Records shown Block Start
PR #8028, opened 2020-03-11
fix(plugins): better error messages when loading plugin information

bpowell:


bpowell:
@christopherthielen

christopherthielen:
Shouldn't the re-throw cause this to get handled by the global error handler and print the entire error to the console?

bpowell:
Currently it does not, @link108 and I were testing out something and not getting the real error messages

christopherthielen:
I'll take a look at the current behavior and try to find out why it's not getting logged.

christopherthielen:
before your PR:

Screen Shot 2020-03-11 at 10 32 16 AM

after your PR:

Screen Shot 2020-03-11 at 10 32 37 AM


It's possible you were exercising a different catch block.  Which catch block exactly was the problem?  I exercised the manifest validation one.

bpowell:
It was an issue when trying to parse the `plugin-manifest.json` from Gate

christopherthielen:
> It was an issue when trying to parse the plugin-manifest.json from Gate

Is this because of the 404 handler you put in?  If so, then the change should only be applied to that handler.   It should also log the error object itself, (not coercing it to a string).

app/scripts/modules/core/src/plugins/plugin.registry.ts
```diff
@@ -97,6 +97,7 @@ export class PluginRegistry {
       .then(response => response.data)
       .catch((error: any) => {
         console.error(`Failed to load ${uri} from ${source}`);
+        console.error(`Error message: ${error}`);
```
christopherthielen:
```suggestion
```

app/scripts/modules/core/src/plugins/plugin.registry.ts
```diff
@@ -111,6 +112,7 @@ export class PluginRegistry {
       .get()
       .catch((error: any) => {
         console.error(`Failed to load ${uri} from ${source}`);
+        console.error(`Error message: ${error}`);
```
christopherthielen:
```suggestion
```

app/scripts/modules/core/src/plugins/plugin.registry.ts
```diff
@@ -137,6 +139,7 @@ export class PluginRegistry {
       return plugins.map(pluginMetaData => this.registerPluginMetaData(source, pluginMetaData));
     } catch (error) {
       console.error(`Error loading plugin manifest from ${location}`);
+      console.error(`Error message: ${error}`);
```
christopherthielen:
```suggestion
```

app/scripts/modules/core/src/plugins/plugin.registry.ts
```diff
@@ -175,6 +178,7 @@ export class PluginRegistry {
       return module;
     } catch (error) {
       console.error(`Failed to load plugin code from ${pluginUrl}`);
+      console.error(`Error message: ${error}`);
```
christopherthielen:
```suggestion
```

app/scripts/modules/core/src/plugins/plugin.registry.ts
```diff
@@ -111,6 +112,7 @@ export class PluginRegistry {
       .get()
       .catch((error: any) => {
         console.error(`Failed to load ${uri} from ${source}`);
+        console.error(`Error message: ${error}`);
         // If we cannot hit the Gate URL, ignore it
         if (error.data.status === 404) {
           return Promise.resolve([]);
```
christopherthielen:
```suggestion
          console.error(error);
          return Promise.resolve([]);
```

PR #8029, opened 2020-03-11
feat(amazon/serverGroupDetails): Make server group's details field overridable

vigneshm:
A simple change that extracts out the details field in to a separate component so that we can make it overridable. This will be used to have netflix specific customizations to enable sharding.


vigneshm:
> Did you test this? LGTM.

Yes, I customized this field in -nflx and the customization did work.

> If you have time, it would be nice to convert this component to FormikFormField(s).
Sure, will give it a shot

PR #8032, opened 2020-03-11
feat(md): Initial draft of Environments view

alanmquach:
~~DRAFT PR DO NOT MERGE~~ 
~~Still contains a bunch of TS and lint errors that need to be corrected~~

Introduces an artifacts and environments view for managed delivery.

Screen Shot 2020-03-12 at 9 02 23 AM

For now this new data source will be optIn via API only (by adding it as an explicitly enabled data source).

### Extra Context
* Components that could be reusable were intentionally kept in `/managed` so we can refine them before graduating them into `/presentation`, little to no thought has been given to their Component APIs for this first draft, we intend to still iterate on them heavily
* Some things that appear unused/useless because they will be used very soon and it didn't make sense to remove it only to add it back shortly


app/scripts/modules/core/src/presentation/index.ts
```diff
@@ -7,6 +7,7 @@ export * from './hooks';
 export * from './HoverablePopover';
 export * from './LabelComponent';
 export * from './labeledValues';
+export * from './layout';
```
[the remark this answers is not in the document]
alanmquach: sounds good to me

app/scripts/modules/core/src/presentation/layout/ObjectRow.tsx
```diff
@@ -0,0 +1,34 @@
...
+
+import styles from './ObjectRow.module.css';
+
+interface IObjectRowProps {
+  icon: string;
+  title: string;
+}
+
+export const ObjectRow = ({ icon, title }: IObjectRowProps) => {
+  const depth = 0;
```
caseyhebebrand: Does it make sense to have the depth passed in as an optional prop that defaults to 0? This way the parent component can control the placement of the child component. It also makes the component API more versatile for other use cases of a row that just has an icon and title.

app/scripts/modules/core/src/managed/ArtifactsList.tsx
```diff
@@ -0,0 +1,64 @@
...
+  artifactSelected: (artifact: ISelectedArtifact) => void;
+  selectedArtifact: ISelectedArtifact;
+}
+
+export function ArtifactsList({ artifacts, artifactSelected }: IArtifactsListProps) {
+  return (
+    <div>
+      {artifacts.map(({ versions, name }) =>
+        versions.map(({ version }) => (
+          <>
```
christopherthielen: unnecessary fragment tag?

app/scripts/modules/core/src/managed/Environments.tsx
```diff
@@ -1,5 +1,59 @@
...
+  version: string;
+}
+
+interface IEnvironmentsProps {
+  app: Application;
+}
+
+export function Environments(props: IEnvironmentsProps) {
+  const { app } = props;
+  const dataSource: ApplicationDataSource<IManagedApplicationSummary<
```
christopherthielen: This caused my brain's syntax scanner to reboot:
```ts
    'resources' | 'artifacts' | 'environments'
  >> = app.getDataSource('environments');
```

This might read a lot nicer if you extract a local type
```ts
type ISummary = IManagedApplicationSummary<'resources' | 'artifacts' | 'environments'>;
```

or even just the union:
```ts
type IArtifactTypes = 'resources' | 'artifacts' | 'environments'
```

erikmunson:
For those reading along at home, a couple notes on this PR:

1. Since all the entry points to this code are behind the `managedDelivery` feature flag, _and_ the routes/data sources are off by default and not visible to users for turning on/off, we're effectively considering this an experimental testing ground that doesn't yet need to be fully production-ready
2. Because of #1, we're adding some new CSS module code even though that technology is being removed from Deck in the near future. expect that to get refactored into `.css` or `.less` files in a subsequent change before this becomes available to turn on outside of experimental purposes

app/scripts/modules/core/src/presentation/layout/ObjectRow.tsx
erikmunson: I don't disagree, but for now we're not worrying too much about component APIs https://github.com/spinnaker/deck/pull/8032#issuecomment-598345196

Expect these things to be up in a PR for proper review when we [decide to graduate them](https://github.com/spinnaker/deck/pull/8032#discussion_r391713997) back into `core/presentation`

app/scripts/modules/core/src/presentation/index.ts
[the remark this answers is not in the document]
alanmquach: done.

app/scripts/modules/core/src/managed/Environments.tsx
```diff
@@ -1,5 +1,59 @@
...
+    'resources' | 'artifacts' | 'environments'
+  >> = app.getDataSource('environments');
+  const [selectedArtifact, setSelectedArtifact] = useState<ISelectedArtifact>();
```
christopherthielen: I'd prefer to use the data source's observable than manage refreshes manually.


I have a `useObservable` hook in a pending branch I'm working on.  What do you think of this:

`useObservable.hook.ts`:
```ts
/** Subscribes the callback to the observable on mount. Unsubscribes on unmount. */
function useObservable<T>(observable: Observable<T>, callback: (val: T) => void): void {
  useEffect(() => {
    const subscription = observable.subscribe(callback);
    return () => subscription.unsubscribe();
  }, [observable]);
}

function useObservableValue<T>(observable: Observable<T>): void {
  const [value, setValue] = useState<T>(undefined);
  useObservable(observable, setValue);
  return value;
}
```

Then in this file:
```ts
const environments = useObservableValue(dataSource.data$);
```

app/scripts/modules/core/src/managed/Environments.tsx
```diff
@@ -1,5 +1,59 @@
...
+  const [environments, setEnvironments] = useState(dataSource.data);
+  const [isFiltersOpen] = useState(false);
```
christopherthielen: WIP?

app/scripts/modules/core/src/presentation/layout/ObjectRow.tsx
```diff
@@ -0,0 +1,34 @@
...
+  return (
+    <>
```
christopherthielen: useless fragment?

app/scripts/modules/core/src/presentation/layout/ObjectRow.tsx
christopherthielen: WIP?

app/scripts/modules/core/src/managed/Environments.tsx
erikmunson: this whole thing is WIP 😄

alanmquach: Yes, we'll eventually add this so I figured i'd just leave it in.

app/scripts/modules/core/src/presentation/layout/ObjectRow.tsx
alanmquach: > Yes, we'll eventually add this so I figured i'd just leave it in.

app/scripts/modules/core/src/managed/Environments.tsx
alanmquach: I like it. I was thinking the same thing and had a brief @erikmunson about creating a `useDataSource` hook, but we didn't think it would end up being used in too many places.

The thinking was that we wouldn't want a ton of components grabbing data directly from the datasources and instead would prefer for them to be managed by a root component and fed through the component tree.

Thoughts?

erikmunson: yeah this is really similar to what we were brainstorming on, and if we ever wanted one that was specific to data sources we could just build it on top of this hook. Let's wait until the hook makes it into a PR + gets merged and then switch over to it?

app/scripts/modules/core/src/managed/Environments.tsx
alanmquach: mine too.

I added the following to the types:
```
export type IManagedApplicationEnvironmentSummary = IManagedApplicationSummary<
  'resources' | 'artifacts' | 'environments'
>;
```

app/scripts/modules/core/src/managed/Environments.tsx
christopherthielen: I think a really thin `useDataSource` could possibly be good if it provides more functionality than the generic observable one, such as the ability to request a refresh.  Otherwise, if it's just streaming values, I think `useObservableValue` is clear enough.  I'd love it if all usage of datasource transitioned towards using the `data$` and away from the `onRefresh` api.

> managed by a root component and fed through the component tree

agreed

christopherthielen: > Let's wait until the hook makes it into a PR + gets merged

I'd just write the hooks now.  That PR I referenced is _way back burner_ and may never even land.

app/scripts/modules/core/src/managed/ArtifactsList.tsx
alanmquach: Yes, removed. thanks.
Records shown Block End
Records shown Block Start
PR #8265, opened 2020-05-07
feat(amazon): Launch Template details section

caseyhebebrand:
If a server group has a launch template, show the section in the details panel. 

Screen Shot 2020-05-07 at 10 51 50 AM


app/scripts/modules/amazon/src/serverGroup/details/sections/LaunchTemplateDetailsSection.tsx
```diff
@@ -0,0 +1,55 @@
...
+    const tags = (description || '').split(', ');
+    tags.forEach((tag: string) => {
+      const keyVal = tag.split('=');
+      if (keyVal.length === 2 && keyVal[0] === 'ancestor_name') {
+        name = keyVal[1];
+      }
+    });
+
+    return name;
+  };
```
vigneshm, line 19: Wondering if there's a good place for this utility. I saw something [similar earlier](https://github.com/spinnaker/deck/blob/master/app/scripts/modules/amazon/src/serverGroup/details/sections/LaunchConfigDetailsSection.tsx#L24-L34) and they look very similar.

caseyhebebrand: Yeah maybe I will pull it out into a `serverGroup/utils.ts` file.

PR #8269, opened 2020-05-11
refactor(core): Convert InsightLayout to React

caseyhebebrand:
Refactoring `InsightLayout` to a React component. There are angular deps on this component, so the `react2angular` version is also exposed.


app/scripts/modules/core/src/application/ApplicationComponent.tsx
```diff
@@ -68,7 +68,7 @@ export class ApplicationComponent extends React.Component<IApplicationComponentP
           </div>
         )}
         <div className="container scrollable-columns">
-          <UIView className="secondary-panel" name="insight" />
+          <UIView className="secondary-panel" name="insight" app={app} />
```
Records shown Block End
> What is required: Copy out, from the data above, each line where the string "IObjectRowProps" is present.

> Answer to this exercise:
+interface IObjectRowProps {
+export const ObjectRow = ({ icon, title }: IObjectRowProps) => {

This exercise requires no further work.